Wednesday, November 23, 2005

Yahoo Leading the Movement to Social Media

Back to Rapid eLearning from my recent and extended tangent on the 'flat world,' there was a fabulous article in the San Jose Mercury News this week about Yahoo’s mission to take the lead on 'social media.' Yahoo just hired Marc Davis, a media professor at the University of California-Berkeley, to help "chart a course through the rapidly evolving world of 'social media' -- from blogs and social networking services to interactive mobile devices." Some excerpts from the article follow:

"The concepts that form the core of Flickr -- tagging, sharing and community -- are spreading through Yahoo's many departments. Flickr co-founder Caterina Fake and her husband, Stewart Butterfield, visited with most Yahoo departments to understand how a Flickr approach might help their products by involving users more. It's what Yahoo executives are now calling the `Flickrization of Yahoo.' Yahoo's attempts to 'Flickr-ize' its search engine have also given birth to a service called My Web 2.0, which lets people bookmark and tag Web pages that interest them."

"The next major shift is going to be about more than which search engine has the most documents.
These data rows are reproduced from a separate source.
PR #32, opened 2020-10-16
TraceValidator

### LINKED ISSUE #36: [OTel-Test-Framework] Add Trace validator to validate trace data
Trace validator to validate trace data. Currently, TraceValidator supports testing aws sdk, http instrumentation for OTel and XRay SDKs.

bhautikpip:
1. Added trace validation logic
2. Added http and aws pre stored json file
3. tested with spring boot sample app


validator/src/main/java/com/amazon/aoc/callers/HttpCaller.java
```diff
@@ -29,7 +30,7 @@ public SampleAppResponse callSampleApp() throws Exception {
 
     AtomicReference<SampleAppResponse> sampleAppResponseAtomicReference = new AtomicReference<>();
     RetryHelper.retry(
-        60,
+        3,
```
wyTrivail: we will still need a bigger retry count, service launching time in different platform varies. 3 times might not be enough in some cases.

validator/src/main/java/com/amazon/aoc/validators/TraceValidator.java
```diff
@@ -19,97 +19,99 @@
...
+            }
+        }
+    }
+
+    // this method will hit get trace from x-ray service and get retrieved trace
+    private Map<String, Object> getRetrievedTrace(List<String> traceIdList) throws Exception {
+        Map<String, Object> flattenedJsonMapForRetrievedTrace = null;
+
+        // retrieve trace from x-ray service
+        TimeUnit.SECONDS.sleep(15);
```
wyTrivail: sleeping 15 seconds might not be enough in some case, instead, retry it until success could make this validation more stable.

validator/src/main/java/com/amazon/aoc/validators/TraceValidator.java
```diff
@@ -19,97 +19,99 @@
...
+        List<Trace> retrieveTraceList = xrayService.listTraceByIds(traceIdList);
+
+        try {
+            // flattened JSON object to a map
+            flattenedJsonMapForRetrievedTrace = JsonFlattener.flattenAsMap(retrieveTraceList.get(0).getSegments().get(0).getDocument());
+        } catch (Exception e) {
+            e.printStackTrace();
```
wyTrivail: log?

validator/src/main/java/com/amazon/aoc/validators/TraceValidator.java
```diff
@@ -19,97 +19,99 @@
...
+    private Map<String, Object> getRetrievedTrace(List<String> traceIdList) throws Exception {
+        Map<String, Object> flattenedJsonMapForRetrievedTrace = null;
+
+        // retrieve trace from x-ray service
+        TimeUnit.SECONDS.sleep(15);
+        List<Trace> retrieveTraceList = xrayService.listTraceByIds(traceIdList);
+
+        try {
+            // flattened JSON object to a map
+            flattenedJsonMapForRetrievedTrace = JsonFlattener.flattenAsMap(retrieveTraceList.get(0).getSegments().get(0).getDocument());
```
wyTrivail: it will be better if we can do null point check here

validator/src/main/resources/expected-data-template/expectedAWSSDKTrace.json
```diff
@@ -0,0 +1,59 @@
...
+      "throttle": false,
+      "subsegments": [
+        {
+          "name": "S3",
+          "fault": false,
+          "error": false,
+          "throttle": false,
+          "http": {
+            "request": {
+              "url": "https://s3.us-west-2.amazonaws.com/",
```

What's next is an experience that is personalized, that gets better the more I use it.''

"Yahoo's embrace of social media and user-generated Web content is evident elsewhere, too. The company launched a social networking and blogging service called 360 this year. It recently acquired Upcoming.org, a Southern California Web site whose events calendar is assembled entirely by the public. It has plans to let people create and share their own audio podcasts. And it recently began including blog content in its news section, elevating grass-roots journalism and writing closer to mainstream media."

"Increasingly, you're seeing the barriers to entry, to creating content, being lowered,'' said Jeff Weiner, Yahoo's senior vice president of search and marketplace. "Increasingly, technologies are allowing people to create, develop, produce, market and sell content in ways heretofore unimaginable... We want to create a platform so that the knowledge in people's heads flows onto the Web for the benefit of others.''

The implications for learning in the enterprise should be clear—the dissemination and acquisition of knowledge will be driven increasingly by user generated content and the experience will become increasingly social and personalized. It will be interesting to see how the learners of the future (today actually), who have been brought up in this alternative learning reality, will respond when confronted in the enterprise with formal courseware and learning management (control) systems. We need to learn how people are learning in the real (consumer) world and rapidly adapt and adopt. Web 2.0 will inevitably drive eLearning 2.0—we just need to figure out what that really means. Look to Yahoo and others to point the way.

(And not to belabor the point, but Web 2.0, social media, and eLearning 2.0 are simply manifestations of all the flat world trends and technologies we've been talking here about for the last few months.)